Problem description:
Report every line in the records below that holds the word "args".

Records supplied:
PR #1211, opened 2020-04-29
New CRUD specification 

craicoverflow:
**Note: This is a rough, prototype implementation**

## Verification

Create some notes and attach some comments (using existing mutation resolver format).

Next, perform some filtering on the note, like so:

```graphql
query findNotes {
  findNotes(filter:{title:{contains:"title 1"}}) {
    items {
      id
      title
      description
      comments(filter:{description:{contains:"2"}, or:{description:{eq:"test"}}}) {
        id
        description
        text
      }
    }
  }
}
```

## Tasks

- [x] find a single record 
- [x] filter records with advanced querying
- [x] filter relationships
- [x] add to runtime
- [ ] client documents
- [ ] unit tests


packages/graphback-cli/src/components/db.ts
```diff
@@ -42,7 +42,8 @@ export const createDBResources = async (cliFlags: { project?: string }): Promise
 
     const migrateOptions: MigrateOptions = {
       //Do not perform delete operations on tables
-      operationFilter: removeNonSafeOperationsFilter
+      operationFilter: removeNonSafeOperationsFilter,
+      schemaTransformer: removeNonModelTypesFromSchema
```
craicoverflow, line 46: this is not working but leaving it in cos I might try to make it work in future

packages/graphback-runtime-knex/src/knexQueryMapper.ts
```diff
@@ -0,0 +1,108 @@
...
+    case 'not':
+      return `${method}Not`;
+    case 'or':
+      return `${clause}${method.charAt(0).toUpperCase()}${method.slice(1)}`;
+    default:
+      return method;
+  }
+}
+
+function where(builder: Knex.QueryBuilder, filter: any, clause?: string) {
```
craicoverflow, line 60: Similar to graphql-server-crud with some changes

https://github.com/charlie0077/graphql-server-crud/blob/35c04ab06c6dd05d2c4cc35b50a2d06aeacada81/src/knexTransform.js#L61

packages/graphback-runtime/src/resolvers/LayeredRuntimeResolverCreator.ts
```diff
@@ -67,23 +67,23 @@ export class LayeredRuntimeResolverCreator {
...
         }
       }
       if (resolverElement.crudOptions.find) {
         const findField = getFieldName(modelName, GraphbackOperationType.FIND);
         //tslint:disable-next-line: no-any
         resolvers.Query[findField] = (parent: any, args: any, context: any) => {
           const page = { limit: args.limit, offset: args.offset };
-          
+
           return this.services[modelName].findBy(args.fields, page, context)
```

Answer space:
         resolvers.Query[findField] = (parent: any, args: any, context: any) => {
           const page = { limit: args.limit, offset: args.offset };
           return this.services[modelName].findBy(args.fields, page, context)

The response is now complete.